Você tem os pontos de jongo que são de abertura da roda, outros cantados ao longo da roda e uns pontos de encerramento. O que essa geração precisa entender é que não se canta ponto aleatório. Aprendi que os pontos precisam ter um sentido: são recados, diálogos, coisas que conversamos um com o outro. No ano passado comecei, por exemplo, louvando Nossa Senhora de Santana porque era o dia dela. Se eu vou te elogiar, é diferente, assim como ao mandar um recado, que precisa ser um ponto curto. E tem que ter um cuidado para não se perder esse tipo de coisa. Os pontos como são chamadas às canções de Jongo, eles têm que ter momentos e sentidos certos de serem cantados. O jongueiro ou a Jongueira têm que dominar a arte do improviso e do envio certo do ponto e, ao mesmo tempo, entender o que se está querendo comunicar e aí responder de forma correta. De habilidades como essas muitas, vezes se salvavam vidas no tempo do cativeiro. Como se aprende isso? Primeiramente ouvindo, isso leva tempo, tem que ter humildade para aprender e saber que nunca se sabe tudo, sempre estamos aprendendo.

Qual a relação do jongo com a religiosidade?

O homem é indivisível, então rola de tudo. Não estou falando de religião. O Jongo é um legado dos mais velhos e mais velhas. Acredito que eles estão o tempo todo conectados com a gente, portanto, para mim, isso faz muito sentido. Em alguns momentos do ano, algumas comunidades fazem rodas em intenção de Santos como São Benedito, Nossa Senhora do Rosário, Santo Antônio, Nossa Senhora Santana, São João e São Pedro. Essas práticas vêm de longo e são mantidas por algumas comunidades. O Jongo di Volta, sempre no dia (13/06) e em homenagem ao Santo Antônio, faz o nosso Arraial Junino.

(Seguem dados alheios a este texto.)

PR #857, opened 2025-05-08
Add a workflow level check for the existence of a local activity

### LINKED ISSUE #845: [Bug] Missing Local Activites should fail WFT rather than retry-looping
### Describe the bug

Right now if an LA is invoked that doesn't exist, it will just retry at the _activity_ level which doesn't make sense and will never work. It should fail the WFT.

### Minimal Reproduction

```python
@workflow.defn
class MissingLocalActivityWorkflow:
    @workflow.run
        return await workflow.execute_local_activity(
            "whatever", name, schedule_to_close_timeout=timedelta(seconds=5)
        )


async def test_workflow_missing_local_activity(client: Client):
    async with new_worker(
        client, MissingLocalActivityWorkflow, activities=[say_hello]
    ) as worker:
            MissingLocalActivityWorkflow.run,
            "Temporal",
            id=f"workflow-{uuid.uuid4()}",
            task_queue=worker.task_queue,
        )
        assert result == "Hello, Temporal!"


```
### Environment/Versions

tconley1428:
## What was changed
Attempting to execute a local activity which does not exist will fail the workflow task.

## Why?
Additional retries of the activity will not change the outcome.

## Checklist

1. Closes #845 

2. How was this tested:
New tests in test_workflow.py

3. Any docs updates needed?
No


temporalio/worker/_worker.py
```diff
@@ -418,6 +418,9 @@ def __init__(
                 on_eviction_hook=None,
                 disable_safe_eviction=disable_safe_workflow_eviction,
                 should_enforce_versioning_behavior=should_enforce_versioning_behavior,
+                assert_activity_valid=lambda activity: self._activity_worker.assert_activity_valid(
+                    activity
+                ),
```
cretz, line 423: Type checker caught this because `_activity_worker` can be `None`. Can apply lessons from https://github.com/temporalio/sdk-dotnet/pull/472.

temporalio/worker/_workflow.py
```diff
@@ -548,6 +550,7 @@ def _create_workflow_instance(
             extern_functions=self._extern_functions,
             disable_eager_activity_execution=self._disable_eager_activity_execution,
             worker_level_failure_exception_types=self._workflow_failure_exception_types,
+            assert_activity_valid=self._assert_activity_valid,
```
cretz, line 553: Going through the sandbox with a callable directly is a bit rough. Technically it works because it's a simple string and exception, but I would prefer if we used `_extern_functions`. See how we did `__temporal_get_metric_meter` there. It just provides a good separation of known extern functions into the sandbox instead of adding to the end of details (there is no analog in .NET which doesn't have a sandbox).

temporalio/worker/_worker.py
tconley1428: Yep. Had those changes in progress.

temporalio/worker/_activity.py
```diff
@@ -532,6 +532,19 @@ async def _run_activity(
         except Exception:
             temporalio.activity.logger.exception("Failed completing activity task")
 
+    def assert_activity_valid(self, activity) -> Optional[str]:
+        activity_def = self._activities.get(activity)
+        if self._dynamic_activity:
+            return None
```
cretz, line 538:
```suggestion
        if self._dynamic_activity:
            return None
        activity_def = self._activities.get(activity)
```

Pedantic, but can flip these

temporalio/worker/_activity.py
```diff
@@ -532,6 +532,19 @@ async def _run_activity(
         except Exception:
             temporalio.activity.logger.exception("Failed completing activity task")
 
+    def assert_activity_valid(self, activity) -> Optional[str]:
```
cretz, line 535:
```suggestion
    def assert_activity_valid(self, activity) -> None:
```

And can change the first `return None` to just `return` and omit the last one

cretz (commented):
Looks great, only minor suggestions, nothing general

temporalio/worker/_activity.py
tconley1428: Ah thanks, missed that change.

cretz (approved):

PR #858, opened 2025-05-08
Upsert memo support

### LINKED ISSUE #190: [Feature Request] Upsert memo support

Think about how best to support upserting memo

maciejdudko:
## What was changed

Added `workflow.upsert_memo` function to support memo upsert functionality.

## Why?

Feature request: https://github.com/temporalio/features/issues/119

## Checklist

1. Closes #190

2. How was this tested:

Modified `test_workflow_memo` to also test upsert operation.

3. Any docs updates needed?

### DIFF
--- a/temporalio/worker/_workflow_instance.py
+++ b/temporalio/worker/_workflow_instance.py
@@ -1113,9 +1113,11 @@ class _WorkflowInstanceImpl(
             fields[k].CopyFrom(v)
             mut_raw_memo[k] = v
 
-        for k in removals:
-            fields.get_or_create(k)
-            mut_raw_memo.pop(k, None)
+        if removals:
+            null_payload = self._payload_converter.to_payload(None)
+            for k in removals:
+                fields[k].CopyFrom(null_payload)
+                mut_raw_memo.pop(k, None)
 
         # Clearing cached value, will be regenerated on next workflow_memo() call.
         self._untyped_converted_memo = None
--- a/temporalio/worker/_workflow_instance.py
+++ b/temporalio/worker/_workflow_instance.py
@@ -218,9 +218,6 @@ class _WorkflowInstanceImpl(
         self._current_history_length = 0
         self._current_history_size = 0
         self._continue_as_new_suggested = False
-        self._raw_memo: Optional[
-            MutableMapping[str, temporalio.api.common.v1.Payload]
-        ] = dict(self._info.raw_memo.items())
         # Lazily loaded
         self._untyped_converted_memo: Optional[Mapping[str, Any]] = None
         # Handles which are ready to run on the next event loop iteration
@@ -1072,19 +1069,22 @@ class _WorkflowInstanceImpl(
         if self._untyped_converted_memo is None:
             self._untyped_converted_memo = {
                 k: self._payload_converter.from_payload(v)
-                for k, v in self._raw_memo.items()
+                for k, v in self._info.raw_memo.items()
             }
         return self._untyped_converted_memo
 
     def workflow_memo_value(
         self, key: str, default: Any, *, type_hint: Optional[Type]
     ) -> Any:
-        payload = self._raw_memo.get(key)
+        payload = self._info.raw_memo.get(key)
         if not payload:
             if default is temporalio.common._arg_unset:
                 raise KeyError(f"Memo does not have a value for key {key}")
             return default
-        return self._payload_converter.from_payload(payload, type_hint)
+        return self._payload_converter.from_payload(
+            payload,
+            type_hint,  # type: ignore[arg-type]
+        )
 
     def workflow_upsert_memo(self, updates: Mapping[str, Any]) -> None:
         # Converting before creating a command so that we don't leave a partial command in case of conversion failure.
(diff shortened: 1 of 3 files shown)


temporalio/workflow.py
```diff
@@ -986,6 +989,17 @@ def memo_value(
     return _Runtime.current().workflow_memo_value(key, default, type_hint=type_hint)
 
 
+def upsert_memo(updates: Mapping[str, Any]) -> None:
+    """Adds, modifies, and/or removes memos, with upsert semantics.
+
+    Every memo that has a matching key has its value replaced with the one specified in ``updates``.
+    If the value is set to ``None``, the memo is removed instead.
```
cretz, line 996: What if I don't want to remove the key, but rather I want the key to be present but set with a `None` value? `None` is a legitimate payload (of encoding `binary/null`) and is different than the absence of a key.

cretz: I have since learned that server doesn't support upserting with a key and a null value, null is always assumed as remove-key server side and all non-.NET SDKs represent this as a null value of a map on upsert. So all good here, can ignore me.

temporalio/worker/_workflow_instance.py
```diff
@@ -218,8 +218,11 @@ def __init__(self, det: WorkflowInstanceDetails) -> None:
         self._current_history_length = 0
         self._current_history_size = 0
         self._continue_as_new_suggested = False
+        self._raw_memo: Optional[
```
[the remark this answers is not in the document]
maciejdudko: Oh, I thought `_info` is read-only, that's why I made the other one. I've updated PR to operate on `_info.raw_memo` directly.

temporalio/worker/_workflow_instance.py
```diff
@@ -1066,24 +1069,50 @@ def workflow_is_replaying(self) -> bool:
...
+        for k, v in update_payloads.items():
+            fields[k].CopyFrom(v)
+            self._raw_memo[k] = v
+
+        for k in removals:
+            fields.get_or_create(k)
+            self._raw_memo.pop(k, None)
+
+        # Clearing cached value, will be regenerated on next workflow_memo() call.
+        self._untyped_converted_memo = None
```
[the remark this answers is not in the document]
maciejdudko: I don't like an idea of handing over references to mutable state. I'd imagine most code would expect it to not change. Handing over a read-only copy feels safer and less surprising. Additionally, if the user ever modified the returned dict, our internal state would get desynchronized with what's in the command buffer and that smells like all kinds of trouble.

I deliberately round-trip the memo value for two reasons: to keep the result of the untyped memo read consistent regardless of how the memo was obtained (from server vs. from recent upsert), and to allow deserialization with different type hints than the original value (we already offer that ability in current SDK version, somebody somewhere probably depends on it).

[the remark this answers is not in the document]
cretz: > I don't like an idea of handing over references to mutable state. I'd imagine most code would expect it to not change. Handing over a read-only copy feels safer and less surprising. Additionally, if the user ever modified the returned dict, our internal state would get desynchronized with what's in the command buffer and that smells like all kinds of trouble.

But we already do this with search attributes and this happens in other SDKs. I think it's actually more surprising to users when multiple instances of memo are mutable. Sure in some languages where immutable collections are more common it can make more sense to copy-on-write, but not here (and again we don't with other mutable collections like search attributes). We do have a type that tells people the map is an immutable view of it, so they shouldn't mutate, but we can't stop them.

> I deliberately round-trip the memo value for two reasons: to keep the result of the untyped memo read consistent regardless of how the memo was obtained (from server vs. from recent upsert), and to allow deserialization with different type hints than the original value (we already offer that ability in current SDK version, somebody somewhere probably depends on it).

I think we can keep the behavior of lazily mutating the typed map only if it had been accessed before, but instead let it continue to be lazily created from raw (which we also update here) if it hasn't been accessed. All of the existing functionality for individual memo values by type hint is retained because it works off of raw. Only this one `workflow_memo` method does this deserialization with default type hints (so often dicts and arrays and such) and that should continue to work.

temporalio/worker/_workflow_instance.py
```diff
@@ -1081,9 +1081,52 @@ def workflow_memo_value(
...
+            for k in removals:
+                fields[k].CopyFrom(null_payload)
+                mut_raw_memo.pop(k, None)
+
+        # Keeping deserialized memo dict in sync, if exists
+        if self._untyped_converted_memo is not None:
+            for k, v in update_payloads.items():
+                self._untyped_converted_memo[k] = self._payload_converter.from_payload(
+                    v
+                )
```
cretz, line 1127:
```suggestion
                self._untyped_converted_memo[k] = updates[k]
```

I don't think you should go back through the converter, it's fine if we use the value as the user gave it to us

cretz: After discussion, to have the same value whether they have called `memo()` before or not, we do need to re-convert here. Hopefully people don't use `memo()` and they use type-hint-based ones instead.

cretz (approved):

PR #859, opened 2025-05-08
Fix incorrectly set legacy build id options

Sushisource:
Fixes bug which was causing v2 versioning to be broken. Also fixes wrong dynamic config causing test to get skipped.


temporalio/bridge/src/worker.rs
cretz, line 1: Is there an easy test we could write that would break (or timeout) before these changes?

Sushisource: There is, it already existed and was just skipped. It now passes but didn't without the fix.

cretz (approved):

PR #866, opened 2025-05-12
Add new workflow info field for workflow_start_time

### LINKED ISSUE #849: [Feature Request] Add workflow.Info.workflow_start_time

The current start time was (incorrectly) set as the first task start time instead of the workflow start time. After discussion, we feel it's best to clarify that the existing start time is first task start time and add a new `workflow_start_time` that has the actual workflow start time from the initialize job.

tconley1428:
## What was changed
Add new workflow info field for workflow_start_time

## Why?
Give clients both start time for the workflow and the first task, with disambiguation

## Checklist

1. Closes #849 

2. How was this tested:
New workflow tests

3. Any docs updates needed?


temporalio/workflow.py
```diff
@@ -508,6 +508,11 @@ class Info:
     """
 
     start_time: datetime
+    """The start time of the first task executed by the workflow."""
+
+    workflow_start_time: datetime
+    """The start time of the workflow based on the workflow initialization."""
```
cretz, line 514: Pedantic, but I like the alphabetical order myself

cretz (approved):

tests/worker/test_workflow.py
```diff
@@ -235,12 +236,27 @@ async def test_workflow_info(client: Client, env: WorkflowEnvironment):
         )
         assert uuid.UUID(info["run_id"]).version == 7
         assert info["run_timeout"] is None
-        datetime.fromisoformat(info["start_time"])
         assert info["task_queue"] == worker.task_queue
         assert info["task_timeout"] == "0:00:10"
         assert info["workflow_id"] == workflow_id
         assert info["workflow_type"] == "InfoWorkflow"
 
+        async for e in handle.fetch_history_events():
```
cretz, line 244: Can do `history.fetch_history` if you want an array of all events instead of the async iterator, but doesn't matter much

cretz (approved):
Thanks! Nothing blocking

tests/worker/test_workflow.py
```diff
@@ -235,12 +236,27 @@ async def test_workflow_info(client: Client, env: WorkflowEnvironment):
...
+            if e.HasField("workflow_execution_started_event_attributes"):
+                assert info["workflow_start_time"] == json.loads(
+                    json.dumps(
+                        e.event_time.ToDatetime().replace(tzinfo=timezone.utc),
+                        default=str,
+                    )
+                )
+            elif e.HasField("workflow_task_started_event_attributes"):
```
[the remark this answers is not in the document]
tconley1428: Yeah I thought about checking that in case things ever change, but it didn't seem worth it

PR #867, opened 2025-05-14
Fixed serialization of `typing.Literal`

### LINKED ISSUE #852: [Bug] Serializing Literal fails

Use a dataclass as activity input with a field of type `Literal["success", "failure"]`

### Describe the bug

When using the Literal type_hint, value_to_type shows an error

```
Unserializable type during conversion: typing.Literal['success', 'failure']
```

This seems to happen because temporal checks referential equality with Literal from typing_extensions, but typing_extensions doesnt reuse the one from typing unless 3.10+

Workaroundable by using Literal from typing_extensions, but this isnt documented. It would be nice if temporal just used the normal Literal from typing (and perhaps replicate the deduplication logic in 3.10+)

### Minimal Reproduction

```
python3.9 -m venv venv
venv/bin/pip install temporalio
venv/bin/python

from temporalio.converter import value_to_type
from typing import *
value_to_type(Literal["a", "b"], "a")
```

### Environment/Versions

maciejdudko:
## What was changed

Fixed the converter so that both `typing.Literal` and `typing_extensions.Literal` type hints are handled correctly. Previously only `typing_extensions.Literal` worked as expected.

## Checklist

1. Closes #852 

2. How was this tested:

`tests/test_converter.py::test_json_type_hints` was updated with new checks.

3. Any docs updates needed?

No

### DIFF
--- a/temporalio/converter.py
+++ b/temporalio/converter.py
@@ -35,12 +35,12 @@ from typing import (
     get_type_hints,
     overload,
 )
-import typing_extensions
 
 import google.protobuf.duration_pb2
 import google.protobuf.json_format
 import google.protobuf.message
 import google.protobuf.symbol_database
+import typing_extensions
 
 import temporalio.api.common.v1
 import temporalio.api.enums.v1
--- a/temporalio/converter.py
+++ b/temporalio/converter.py
@@ -23,6 +23,7 @@ from typing import (
     ClassVar,
     Dict,
     List,
+    Literal,
     Mapping,
     NewType,
     Optional,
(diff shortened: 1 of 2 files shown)


temporalio/converter.py
```diff
@@ -23,6 +23,7 @@
     ClassVar,
     Dict,
     List,
+    Literal,
```
cretz, line 26: Confirmed that `typing.Literal` is present in 3.8+ so it is safe for use in all versions we currently support (it wasn't present in the oldest supported Python version when we first developed this)

cretz (approved):

PR #868, opened 2025-05-14
Changed test timeout to 60s

maciejdudko:
## What was changed

Changed test timeout from 600s to 60s per test case.

## Why?

Failing workflow tests get stuck until timeout rather than fail immediately. Reducing timeout makes the failure show up faster.

The longest running tests are around 7 seconds, so this change should be completely safe.


cretz (approved):
The CI flake is due to a known 3.9 Python bug for re-importing and thread safety that has since been fixed. Trying rerun.

PR #871, opened 2025-05-15
Versioning Override support

Sushisource:
## What was changed
Add versioning override support to start workflow calls

## Why?
Parity

## Checklist

1. Closes 

2. How was this tested:
Added test

3. Any docs updates needed?


temporalio/common.py
```diff
@@ -1037,6 +1039,17 @@ class VersioningBehavior(IntEnum):
     queue) when the next task is dispatched."""
 
 
+class PinnedOverrideBehavior(IntEnum):
```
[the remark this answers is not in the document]
Sushisource: More are definitely coming, but sure can leave it off for now

temporalio/common.py
```diff
@@ -1063,6 +1065,65 @@ def from_canonical_string(canonical: str) -> WorkerDeploymentVersion:
...
 
+    def _to_proto(self) -> temporalio.api.deployment.v1.WorkerDeploymentVersion:
+        """Convert to proto representation."""
+        return temporalio.api.deployment.v1.WorkerDeploymentVersion(
+            build_id=self.build_id,
+            deployment_name=self.deployment_name,
+        )
+
+
+class VersioningOverride(ABC):
```
cretz, line 1076: I assume this may be set on child workflow or activity invocations one day and is why it is in `common`?

temporalio/common.py
```diff
@@ -1063,6 +1065,65 @@ def from_canonical_string(canonical: str) -> WorkerDeploymentVersion:
...
+            behavior=temporalio.api.enums.v1.VersioningBehavior.VERSIONING_BEHAVIOR_PINNED,
+            pinned_version=self.version.to_canonical_string(),
+            pinned=temporalio.api.workflow.v1.VersioningOverride.PinnedOverride(
+                version=self.version._to_proto(),
+                behavior=temporalio.api.workflow.v1.VersioningOverride.PinnedOverrideBehavior.PINNED_OVERRIDE_BEHAVIOR_PINNED,
+            ),
+        )
+
+
+class AutoUpgradeVersioningOverride(VersioningOverride):
```
cretz, line 1112: Still probably worth a frozen dataclass here so you get the other goodies (hash, str, etc)

cretz (approved):
Couple of comments, but nothing blocking

temporalio/common.py
Sushisource: Yes

PR #872, opened 2025-05-16
Add a new converter to the default DataConverter for datetimes

### LINKED ISSUE #627: [Feature Request] Support serialization of `datetime` values in default JSON converter

tconley1428:
## What was changed
Add a new converter to the default DataConverter for datetimes

## Why?
datetimes are a common payload to need to serialize

## Checklist

1. Closes #627 

2. How was this tested:
New unit tests

3. Any docs updates needed?

### DIFF
--- a/temporalio/converter.py
+++ b/temporalio/converter.py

Quais as perspectivas do jongo?

Temos que compartilhar mais entre nós alguns avanços, porque nem todos têm acesso a como fazer um edital, por exemplo. Tem uma burocracia terrível, necessidades de contabilidade, então muita gente se enrola. Outras pessoas têm ideias, mas não sabem como botar no papel. Então temos que criar uma equipe e funcionar como uma empresa, fazer intercâmbio nos grupos e formar uma teia para todos se ajudarem.

Os governos vão mudando, e como isso se reflete no jongo? Como se dá esse diálogo?

A eleição do presidente Lula mudou para melhor, porém, está muito aquém mas já temos abertura de diálogo, tem investimento, assessoria, etc. O governo anterior estava fechando as portas e promovendo a perseguição, fui hostilizado várias vezes nas minhas rodas em Volta Redonda. Isso não é diferente de outras realidades, então isso deu uma desintoxicada. Precisamos ter uma política pública mais direcionada e consistente para as comunidades e coletivos que desenvolvem trabalhos como o jongo. Os Mestres e Mestras devem ter uma rede de proteção social, serem tidos como guardiões de nossos saberes coletivos e por isso acolhidos em todos os sentidos pelo poder público.